## Work task
Which lines of the entries below include "used"? List them all.

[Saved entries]
PR #806, opened 2019-01-01
Sodium crypto pkg

zo-el:


neonphog:
Looks like you need to run `make fmt` - https://circleci.com/gh/holochain/holochain-rust/1325

sodium/src/secbuf.rs
```diff
@@ -53,7 +58,7 @@ struct SodiumBuf {
 impl Bufferable for SodiumBuf {
     /// warning: funky sizes may result in mis-alignment
     fn new(s: usize) -> Box<Bufferable> {
-        if s != 16 && s != 32 && s != 64 {
+        if s != 8 && s != 16 && s != 32 && s != 64 {
```
neonphog: mmm, unless we want to get fancy and actually check the alignment, I *think* 16 is the minimum on a 64 bit machine... 8 might be mis-aligned. (Somebody correct me if I'm wrong, alignment is a little out of my depth - https://en.wikipedia.org/wiki/Data_structure_alignment)

zo-el:
Following issues have been addressed and changes have been made:
- make sure check_init() is called in every function
- shrink the unsafe {} blocks to just wrap the unsafe ffi functions
- run make fmt
- buf() function a little confusing when it is used in a module. We should expand the name to be random_secbuf()

sodium/src/aead.rs
```diff
@@ -0,0 +1,242 @@
...
+
+/// Generate symmetric cipher text given a message, secret, and optional auth data
+///
+/// @param {SecBuf} message - data to encrypt
+///
+/// @param {SecBuf} secret - symmetric secret key
+///
+/// @param {SecBuf} adata - optional additional authenticated data
+///
+/// @param {SecBuf} nonce - Empty Buffer to be used as output
```
neonphog: This is actually input. It is pub data that must be sent along with the message (or derived through some sequence scheme) in order to decrypt it.

sodium/src/hash.rs
```diff
@@ -0,0 +1,88 @@
...
+/// @param {Buffer} input - the data to hash
+///
+/// @param {SecBuf} output - Empty Buffer to be used as output
+pub fn sha512(input: &mut SecBuf, output: &mut SecBuf) -> SodiumResult<()> {
+    check_init();
+    let input = input.read_lock();
+    let mut output = output.write_lock();
+    let input_len = input.len() as libc::c_ulonglong;
+    unsafe {
+        rust_sodium_sys::crypto_hash_sha256(
```
neonphog: lol, was wondering why there were so many zeroes in the unit test output below : ) this should be `sha512`.

sodium/src/kdf.rs
```diff
@@ -0,0 +1,104 @@
...
+    context: &mut SecBuf,
+    parent: &mut SecBuf,
+) -> SodiumResult<()> {
+    check_init();
+    {
+        let out = out.read_lock();
+        let o = out.len();
+        let context = context.read_lock();
+        let c = context.len();
+        if check_buf_len(o) {
```
neonphog: the output size doesn't need to be aligned (unless you are using a secure secbuf)... but it does have to be > `crypto_kdf_BYTES_MIN` and < `crypto_kdf_BYTES_MAX`

sodium/src/kdf.rs
```diff
@@ -0,0 +1,104 @@
...
+    #[test]
+    fn it_should_return_error_on_bad_output_buffer() {
+        let mut context = SecBuf::with_secure(8);
+        let mut parent = SecBuf::with_secure(32);
+        random_secbuf(&mut context);
+        random_secbuf(&mut parent);
+        let mut out = SecBuf::with_insecure(2);
+        {
+            let mut out = out.write_lock();
+            match derive(&mut out, 3, &mut context, &mut parent) {
```
neonphog: should be able to

```rust
derive(&mut out, 3, &mut context, &mut parent).expect_err("should have failed");
```

will panic on `Ok` result with the passed text.

sodium/src/pwhash.rs
```diff
@@ -0,0 +1,145 @@
...
+    let my_salt_locker;
+    let mut random_salt = SecBuf::with_insecure(SALTBYTES);
+    random_secbuf(&mut random_salt);
+    let random_salt = random_salt.read_lock();
+    let mut my_salt = raw_ptr_char_immut!(random_salt);
+
+    if let Some(s) = salt {
+        my_salt_locker = s.read_lock();
+        my_salt = raw_ptr_char_immut!(my_salt_locker);
+    }
```
neonphog: I think we need to take the `Option<>` off the salt... If we are using a random salt, we need to return it to the user somehow, or they'll never be able to repeat the hashing. API-wise it will be simpler to always take a salt, and if the user wants a random one, they can radomize it themselves.

sodium/src/sign.rs
```diff
@@ -0,0 +1,145 @@
...
+/// @param {Buffer} signature
+///
+/// @param {Buffer} message
+///
+/// @param {Buffer} publicKey
+pub fn verify(signature: &mut SecBuf, message: &mut SecBuf, public_key: &mut SecBuf) -> i32 {
+    check_init();
+    let mut signature = signature.write_lock();
+    let mut message = message.write_lock();
+    let mut public_key = public_key.write_lock();
```
neonphog: these should all be `read_lock`?

sodium/src/aead.rs
zo-el: Yes, this is sent back because it is needed while decrypting. The statement should have said that the implementor needs to pass in an empty buffer in which the output value will be stored.
Am I getting that right?

zo-el:
Yes I think that `panic!`, if the state is currently anything other than `NoAccess`, should be included

sodium/src/aead.rs
neonphog: no, this is a read param, you can see it does a read_lock() and passes into the ffi encrypt immutable. As you mention in the decrypt, it is the initialization vector, but it is still user specified even in the encrypt.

## Written answer
- buf() function a little confusing when it is used in a module. We should expand the name to be random_secbuf()
+/// @param {SecBuf} nonce - Empty Buffer to be used as output
+/// @param {SecBuf} output - Empty Buffer to be used as output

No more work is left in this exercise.